Personalization will be one of the biggest changes the IoT will bring out in the way brands cater to a consumer’s need. It won’t be just consumers that benefit, but also organisations that use the IoT to solve a very specific problem unique to them.
Services which learn and adapt according to a user’s needs and behaviour aren’t new, however, the IoT has enabled such services to be delivered at scale. These smart services will begin to grow on a new layer of sensors, the cloud and connected smart devices, along with real-time analytics.
Given the deep level of integration of the IoT with consumers’ lives, they’ve been dubbed as “living services” according to Accenture’s latest report. The reason for this is they way the IoT will alter fundamental experiences and will affect lives at a more physical level given the proximity to wearables, etc.
While the rise of Living Services has been possible due to the advancement of technology, it’s also due to growing consumer expectations. People don’t just compare booking tickets through one airline with another but compare the experience with every other web service they’ve ever used.
The Internet of Things will also majorly affect businesses and is poised to have as big an impact on them as the Internet and mobile have been. Organisations will have to rethink their business practices in order to integrate IoT and other technologies such as machine learning that piggyback on it.
Understanding customers through data and analytics will become a dominant part of doing business. Moreover, they’ll have to adopt platforms that are flexible enough to combine products, services and information in many different contexts in order to build products that are as living as possible for consumers.
These living services will impact almost all aspects of a person’s life, including their health, home, shopping, travel and money.
Health – with wearable devices, people will not only be able to track their fitness, but also vital bio functions.

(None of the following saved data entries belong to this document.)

PR #2502, opened 2026-08-24
research: let self-modification drive registry installs

prha:
### Summary

Related to #742. This research plan proposes letting the development-only self-modification subagent install official registry items through eve's existing noninteractive CLI contract, while handing setup-bearing items to the dev TUI. It keeps credentials and setup questions out of the model transcript and avoids widening the source sandbox or introducing a parallel registry API.

This is the first PR in a five-PR stack; the implementation continues in #2638. Review should focus on the host-tool/TUI boundary and the decision to wrap `eve add` rather than expose a new public registry API.

### Validation

No behavioral tests are applicable to this research-only PR; the complete stack adds focused coverage for the proposed contracts and flows.

### Checklist

### Diff size

**Docs** — 1 file · `+360 / -0`

The research plan records the security boundary, authoring contract, observable behavior, and staged implementation needed to review the proposal before its implementation PRs.

Not applicable.

Not applicable for a research-only proposal.

### DIFF
--- a/research/self-modification-registry-install.md
+++ b/research/self-modification-registry-install.md
@@ -1,0 +1,360 @@
+---
+issue: https://github.com/vercel/eve/issues/742
+status: proposed
+last_updated: "2026-08-26"
+---
+
+# Self-modification: driving registry installs
+
+## Proposal
+
+The self-modification subagent can search the registry but cannot install from
+it. Asked to "add a Slack channel", it finds `channel/slack` and then tells the
+developer to type `/add channel/slack` themselves. The developer has to leave
+the conversation to complete a request the agent already understood.
+
+The subagent should install registry items itself, under approval, and hand off
+to the dev TUI only for the steps that genuinely require a terminal.
+
+It should do that by driving the install contract eve already publishes —
+`eve add <item> --non-interactive` — through one tool, rather than through a new
+programmatic registry API. Anything that would ask the developer a question
+goes to the wizard built to ask it.
+
+The constraint that looks like it blocks all of this — the subagent's narrow
+sandbox — is not the constraint. Extension tools do not run in the sandbox.
+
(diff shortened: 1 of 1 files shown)


research/registry-service-extraction.md
```diff
@@ -0,0 +1,217 @@
...
+That command enters the existing TUI-owned interactive setup flow, which can
+open the browser, show authentication instructions, collect answers, handle
+cancellation, and report deployment follow-up. Extend `/add` argument parsing to
+recognize `--skip-install` and route it to setup without reinstalling files or
+packages. The model must not invoke the continuation itself or claim setup is
+complete before the developer finishes it.
+
+Items without declared setup complete in the original tool call. Clients that
+cannot present tool approval retain the manual `/add <address>` handoff and do
+not expose `selfmod__add_registry`.
```
OwenKephart: I think this bit can be simplified a lot here actually -- the setup functions are designed to be possible for an agent to interact with iteratively

e.g. with the CLI, you can do:

```
eve add xyz --skip-install --json
eve add xyz --skip-install --json --answer 'q1=answer1'
eve add xyz --skip-install --json --answer 'q1=answer1' --answer 'q2=answer2'
```

...and so on

It should be fairly straightforward to extend the add tool call and add a few instructions to let it navigate these iterative prompts inline.

For something like Claude Code, the agent is able to translate this CLI interaction into native TUI components (e.g. an option menu), and I imagine much the same would be possible here 

Basically a simpler version of what's being discussed in the next section

prha: Is that true of flows that require some external action (like OAuth) or manage some external state?  I'm thinking of some Vercel Connect flow that requires the creation of some connector.

prha:
Superseded by the implementation stack beginning with #2638.

PR #543, opened 2021-04-30
update_agent: log deploy attempt outcome

lucab:
This logs the result of a deploy attempt, which is currently visible
as service status only.


lucab:
/cc @kelvinfan001

This may hopefully help tracking down https://github.com/coreos/fedora-coreos-tracker/issues/756.

kelvinfan001 (approved):
LGTM

PR #547, opened 2021-05-07
update_agent: fix logic around reboot delays

kelvinfan001:
The previous logic incorrectly causes the final reboot postponement
to be postponed for `DEFAULT_REFRESH_PERIOD_SECS`; more importantly,
it causes refresh tick delays of length
`DEFAULT_POSTPONEMENT_TIME_SECS` if update finalization is denied
due to update strategy constraints, potentially leading to much
more frequent finalization attempts.

We actually want the opposite of this behaviour.

### DIFF
--- a/src/update_agent/actor.rs
+++ b/src/update_agent/actor.rs
@@ -85,8 +85,7 @@ impl Handler<RefreshTick> for UpdateAgent {
         };
 
         let update_machine = state_action.then(move |_r, actor, ctx| {
-            if let Some(interval) = actor.refresh_delay(prev_state) {
-                let pause = Self::add_jitter(interval);
+            if let Some(pause) = actor.refresh_delay(prev_state) {
                 log::trace!(
                     "scheduling next agent refresh in {} seconds",
                     pause.as_secs()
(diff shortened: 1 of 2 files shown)


kelvinfan001:
Only discovered this when playing around with version 34.20210427.1.0 when it was upgrading to 34.20210503.1.0.
I think more e2e tests around this type of logic would've prevented something like this :)

src/update_agent/actor.rs
```diff
@@ -141,8 +142,10 @@ impl UpdateAgent {
                 self.steady_interval
             }
             UpdateAgentState::UpdateStaged((_, postponements)) => {
-                // Note: no jitter if postponing reboots.
```
lucab, line 144: I think this method outgrew its initial small logic and it's now in need of some unit tests.

I'd suggest to split out the discriminant and state check into its own function (only needing previous and current states). Then it can be tested by manually driving through states, like this other existing test: https://github.com/coreos/zincati/blob/v0.0.20/src/update_agent/mod.rs#L497

kelvinfan001: I factored them out as independent associated functions for ease of unit testing just those two functions within `update_agent/actor.rs`.

src/update_agent/actor.rs
```diff
@@ -124,33 +124,52 @@ impl UpdateAgent {
...
         use std::mem::discriminant;
 
         // State changes trigger immediate tick/action.
-        if discriminant(&prev_state) != discriminant(&self.state) {
+        if discriminant(prev_state) != discriminant(cur_state) {
             // Unless we're transitioning from ReportedSteady to NoNewUpdate.
-            if !(prev_state == UpdateAgentState::ReportedSteady
-                && self.state == UpdateAgentState::NoNewUpdate)
+            if *prev_state == UpdateAgentState::ReportedSteady
+                && *cur_state == UpdateAgentState::NoNewUpdate
```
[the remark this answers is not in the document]
kelvinfan001: Haha, I just reread this and I have no idea why I changed it to this complicated mess. I think I might've been trying to debug some of the logic here and confused myself.

src/update_agent/actor.rs
```diff
@@ -85,8 +85,7 @@ impl Handler<RefreshTick> for UpdateAgent {
         };
 
         let update_machine = state_action.then(move |_r, actor, ctx| {
-            if let Some(interval) = actor.refresh_delay(prev_state) {
-                let pause = Self::add_jitter(interval);
```
lucab, line 89: Just wondering, were we previously applying jittering twice due to this?

kelvinfan001: Sorry I missed this earlier, I believe we were applying jittering twice :(

lucab (approved):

Data collection will be key and will even be able to predict medical conditions people will suffer from such as depression based on their behaviour.
Further, embedded tech will be able to provide information on whether patients have taken their medicines and even personalise dosages etc based on how one’s body reacts.
Home – the home will be the central hub for living services, with sensors collecting valuable information about their habits and behaviour. There have been connected thermostats, security systems and smoke detectors in the market for some time now, however the future will see all of them communicate with each other seamlessly.
Shopping – Rather than bombarding a customer will every possible choice upon arrival, shopping will become more personalised based on data gathered about their likes and dislikes.
Travel – with the advent of connected and then self-driven vehicles, the whole idea behind transportation changes. Cars will become places of relaxing while getting from one place to another, much like trains, buses and airplanes.
Finances – with seemingly every object being connected to the Internet, customers will be able to pay for things without ever waiting in a queue at a supermarket. Further, introducing machine learning into the mix, banks will be able to predict a person’s financial state, which will allow them to offer a better service to customers.
This article is based on extracts from Accenture’s ‘The Era of Living Services‘ Report.